Rapid influenza tests are just one segment of tests used to detect influenza A viruses; others include viral culture, polymerase chain reaction (PCR), immunofluorescence DFA testing, and enzyme immunoassays for influenza A virus antigens, according to the Food and Drug Administration’s Center for Devices and Radiological Health (CDRH). Nasopharyngeal and nasal specimens (swab, aspirate, wash) are preferred over other upper respiratory samples, such as throat swabs, for diagnostic testing because of higher quantities of detectable virus. Specimens should be collected within the first four days of illness.

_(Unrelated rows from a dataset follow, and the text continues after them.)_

PR #1962, opened 2025-02-12
test runner arguments fix + fixed memcheck for teardown function

alexveden:
I fixed some bugs added refinements to test runner:
1. BUG c3c had `--test-disable-sort`, but test runner used `--test-nosort`
2. BUG teardown function was called after memory leak detection scope, so if memory was cleaned in teardown it didn't track by allocator and memory leak error was emitted
3. Added `--test-leak-report` to enable full report on leak, which was very verbose (default behavior now is `LEAKS DETECTED` print)
4. Refactored default arguments, added `--test-` prefix in order to maintain same argument syntax when running `./build/testrun` program directly. This is very important to me, when I launch tests in debugger.
5. Added short arguments and usage help in the case of direct `./build/testrun`.

### DIFF
--- a/lib/std/core/runtime_test.c3
+++ b/lib/std/core/runtime_test.c3
@@ -279,6 +279,7 @@ fn bool run_tests(String[] args, TestUnit[] tests) @private
 		name.appendf("Testing %s ", unit.name);
 		name.append_repeat('.', max_name - unit.name.len + 2);
 		io::printf("%s ", name.str_view());
+		(void)io::stdout().flush();
 		TrackingAllocator mem;
 		mem.init(allocator::heap());
 		if (libc::setjmp(&context.buf) == 0)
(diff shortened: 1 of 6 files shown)


alexveden:
I added `--test-quiet` flag which replaces test name by `.` which very helpful, when we have many tests, and some of them failing in random places. It drastically reduces amount of scrolling and unnecessary text.

image

lerno:
Please separate out these different things in different pull requests. Bundling fixes with features is problematic, because features may introduce new behaviour that needs to be handled in a different way, for example with deprecation and fallback.

alexveden:
I'm sorry about mixing everything together. But test runner changes from last weeks were frustrating for me and slowed my TDD workflow significantly. The only reason I coped with it because I was working hard on c3fmt tool. So this PR solves every problem I had with test runner, and it contains only backward compatible changes, and no API or deprecation side effects whatsoever. But I'm open to discussion.

Now I can see `Merging is blocked` red banner, so could you clarify guidelines for PRs I'm a little offtrack with this merging/rebasing things? Also, it would be useful to know red lines with PRs and contributing policy. I'd love to contribute more to c3c, but I need to have clear understanding of the process and reduce friction for PRs (on technical side).

PR #1974, opened 2025-02-15
[TEST] Add unit tests for libc

BWindey:
This PR aims to add unit tests for libc.

Along the way, I also discovered some issues with the bindings currently present. Some pointers being misaligned (`void *` instead of `void*`), but also a wrong return type for `libc::bsearch()`.

This is a draft PR, because I'm far from done, but would like some input on how thorough these tests should be. I feel like they shouldn't be that thorough, because they should be battle-tested C-code, we're just testing that we can call them from C3, and potentially providing an example for people.


lerno:
Is this still a draft?

BWindey:
Yes, I'm not ready yet with most functions.
I don't think I can write tests for every binding in libc, but I can at least check if they are right (correct types), and for the simple ones write a simple test to see if all works as expected.

I'm a bit busy at the moment, but would like to get this out of draft status within at most 2 weeks, preferably 1 week.

BWindey:
Update: I've been working on this when I have time, and the original timeline is a bit unrealistic. For  most functions I have to check if they are correct and if they are ISO C or just POSIX (and thus need `@if(!env::WIN32)`). The worst ones are where the specification does not the layout of a type, and need to be implemented differently on different platforms. 
It's an interesting learning experience for me, but it means that this will take a bit longer then expected.

lerno:
Let me know when it's ready. Alternatively we could cut the scope a little and merge what you have?

lerno:
And then you could add more later

BWindey:
Good idea, I'll get this ready for review as soon as possible then. Sad that I can't spend more time on this now.

lerno:
Thank you!

PR #1991, opened 2025-02-21
std::math::bigint: Fixed init_with_u128 and init_with_array

JonasQuinten:
* `init_with_u128` creates negative number for values >= 2^127
 * `init_with_array` writes values to the input slice


lerno:
Thank you!

PR #2011, opened 2025-03-02
Fix Atomic.max

JonasQuinten:
Atomic.max used fetch_div instead of fetch_max.
I also corrected some copy-pasted comments and removed dead code.


lerno:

The National Center for Immunization and Respiratory Diseases (NCIRD) advises that most rapid influenza tests are designed to be greater than 70 percent sensitive for detecting influenza and greater than 90 percent specific compared with virus culture, which accounts for the fact that false negative results occur more commonly than false positive results. The CDRH notes that rapid tests have been shown to have moderate sensitivities when compared to traditional detection methods for influenza A and B virus strains, and that although rapid influenza tests cleared for use in the U.S. generally demonstrate a sensitivity of greater than 60 percent, false negatives are likely, and may vary by age and type of specimen. While specificity of cleared rapid tests is generally high (greater than 90 percent), false-positive test results occur and again may vary by age and specimen type.

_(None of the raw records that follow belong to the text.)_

PR #2015, opened 2025-03-03
Fix libc::stat on FreeBSD (x86_64)

erikbackman:
Fixes libc::stat segfault on FreeBSD for x86_64

I've tested on a 32bit system where it still segfaults so probably disable support until
fixed.

I ran in to this when trying to use file::exists which uses stat, even with stat fixed, perhaps file::exists should be using access instead (which works fine)?

Please let me know if anything should be changed.

### DIFF
--- a/lib/std/libc/os/freebsd.c3
+++ b/lib/std/libc/os/freebsd.c3
@@ -1,15 +1,14 @@
 module libc @if(env::FREEBSD);
 
-// Checked for x86_64, this is notoriously incorrect when comparing with Rust code etc
+// Checked for x86_64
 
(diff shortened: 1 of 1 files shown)


lerno:
So it works on 64 bit FreeBSD?

erikbackman:
> So it works on 64 bit FreeBSD?

Yes

lerno:
I think those were lifted from source files, but never tested, so it's great that you've checked them. I'd love to have a CI for *BSD variants but I also don't want to fiddle too much with GitHub CI...

lerno:
Thank you!

PR #2021, opened 2025-03-06
String.to_float("+") fails

stevemolloy:
Doing `String.to_float("+")` panics.

This is due to the string_to_real macro preemptively chopping a "+" or "-" from the start of the string.  Once this is done, the string is effectively empty, and so the `@require chars.len > 0` contract at the top of the `decfloat` macro is violated.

The predictive values of influenza tests depend on the level of influenza activity in the community, exposure of the patient to a contagious person, susceptibility of the patient, the characteristics of the tests (sensitivity and specificity), and the adequacy of specimen collection. Inadequate or inappropriate specimens are more likely to yield false negative results. The NCIRD suggests, “The tests are most reliable when there is known influenza activity in the community and when they are performed on patients who have signs and symptoms consistent with influenza and who are within the first four days of illness. However, the symptoms and signs of influenza can vary by age and underlying medical conditions, and not all patients with influenza virus infection will manifest typical symptoms and signs of influenza.”

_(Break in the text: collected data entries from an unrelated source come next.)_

PR #2261, opened 2025-07-01
Add ansi.c3 for AnsiColor support

FoxKiana:


lib/std/core/ansi.c3
```diff
@@ -0,0 +1,95 @@
...
+
+<*
+ 8-bit color code
+
+ @require index >= 0 && index <= 255 : `value must be within range 0-255`
+ @return `the formatting char for the given background color`
+*>
+fn String color_8bit_fg(int index)
+{
+    return string::format(mem, "\u001B[38;5;%dm", index);
```
BWindey: There is no option provided to choose a different allocator, and the name does not imply that any heap allocations are happening. 
I'd maybe rename to `new_color_8bit_fg` and use `Allocator allocator = mem` as second argument.

lib/std/core/ansi.c3
```diff
@@ -0,0 +1,95 @@
+module std::core::ansi;
+
+import std::core::string;
+
+enum AnsiColor : const inline String
+{
+    RESET             = "\u001B[0m",
```
BWindey: Any reason to choose `\u001B` over `\e`?

lib/std/core/ansi.c3
```diff
@@ -0,0 +1,95 @@
...
+    BG_BRIGHT_BLUE    = "\u001B[104m",
+    BG_BRIGHT_MAGENTA = "\u001B[105m",
+    BG_BRIGHT_CYAN    = "\u001B[106m",
+    BG_BRIGHT_WHITE   = "\u001B[107m",
+}
+
+<*
+ 8-bit color code
+
+ @require index >= 0 && index <= 255 : `value must be within range 0-255`
```
BWindey: Could also make `index` a `char` instead.

BWindey (commented):
Aside from some practical code-nitpicks, I'd also consider merging the 8bit functions together like `color_8_bit(char index, bool fg = true)` (personal preference).

Also neat would be a comptime implementation using `+++` and `$stringify` to not need allocations. I think that'll be quite valuable as these are things that quite often happen at compile-time.
An example implementation:
```cpp
<*
	Returns a String that will turn the following text into the specified
	RGB colour if the terminal supports it.
*>
macro String @rgb(char #r, char #g, char #b, bool $bg = false) @const {
	var $s;
	$if $bg :
		$s = "48";
	$else
		$s = "38";
	$endif

	return "\e[" +++ $s +++ ";2;"
		+++ $stringify(#r) +++ ";"
		+++ $stringify(#g) +++ ";"
		+++ $stringify(#b) +++ "m";
}
```

Lastly, the enum-list is missing some entries that could be valuable as well, like:
```cpp
	DOUBLE_UNDER = "\e[21m",
	DEFAULT_NO_DIM = "\e[22m",
	DEFAULT_NO_ITALIC = "\e[23m",
	DEFAULT_NO_UNDER = "\e[24m",
	DEFAULT_NO_INVERT = "\e[27m",
	DEFAULT_NO_HIDDEN = "\e[28m",
	DEFAULT_NO_CROSSED = "\e[29m",
```
(naming could be improved)

lib/std/core/ansi.c3
lyranie: IIRC some shells don't support `\e` but i'm unsure

lib/std/core/ansi.c3
lyranie: will do that

lib/std/core/ansi.c3
FoxKiana: i could do `\u033`

BWindey: `\u033` is a fancy way of writing the byte `27` in decimal or `1B` in hex. `\e` is the escape-literal that C3 provides, mapping to byte `27`. Same as `\n` maps to byte `10`, or `b` to byte `8`. 

So basically, `\e == \u033 == 27 == 033`

lyranie: i see but to be 100% sure I'd like to keep it as is. primarily because I'm lazy

lerno:
Can you add some unit tests for sanity testing?

lerno:
Make the module std::core::string::ansi perhaps? Or maybe move it out of core entirely 🤔 I am not sure.

lyranie:
> Make the module std::core::string::ansi perhaps? Or maybe move it out of core entirely 🤔 I am not sure.

i was gonna make it like ascii is currently `std::core::ascii`

lyranie:
> Can you add some unit tests for sanity testing?

add tests for the function returns right? can't really test the color output

lyranie:
> ```c++
> <*
> 	Returns a String that will turn the following text into the specified
> 	RGB colour if the terminal supports it.
> *>
> macro String @rgb(char #r, char #g, char #b, bool $bg = false) @const {
> 	var $s;
> 	$if $bg :
> 		$s = "48";
> 	$else
> 		$s = "38";
> 	$endif
> 
> 	return "\e[" +++ $s +++ ";2;"
> 		+++ $stringify(#r) +++ ";"
> 		+++ $stringify(#g) +++ ";"
> 		+++ $stringify(#b) +++ "m";
> }
> ```

@lerno thoughts on making it compile time?

lerno:
> add tests for the function returns right? can't really test the color output

For the functions doing 8 bit color and such, it's in case someone later would modify it.

lerno:
> @lerno thoughts on making it compile time?

CT variants are possible, but then you should be using `$foo` arguments, not `#foo`. Use `@sprintf` to concatenate strings, not `+++`. This also helps avoiding `$stringify`.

Rapid diagnostic tests have their limitations, the CDR cautions: “When interpreting results from any rapid influenza test, clinicians must use clinical experience, further laboratory testing, surveillance information about circulating influenza strains and the current level of influenza activity, along with an understanding of the limitations of these rapid tests.” Confirmatory testing using immunofluorescence, viral culture, or PCR should be considered when tests are negative at the beginning of the season or an outbreak, as a negative test may not rule out influenza viral infection. During peak activity when negative predictive values are lowest, false negatives are more likely. When influenza activity is low, positive results should be confirmed by immunofluorescence DFA testing, viral culture, or RT-PCR, as false positive test results are more likely. Additionally, a positive test does not rule out the possibility of co-infections with other pathogens.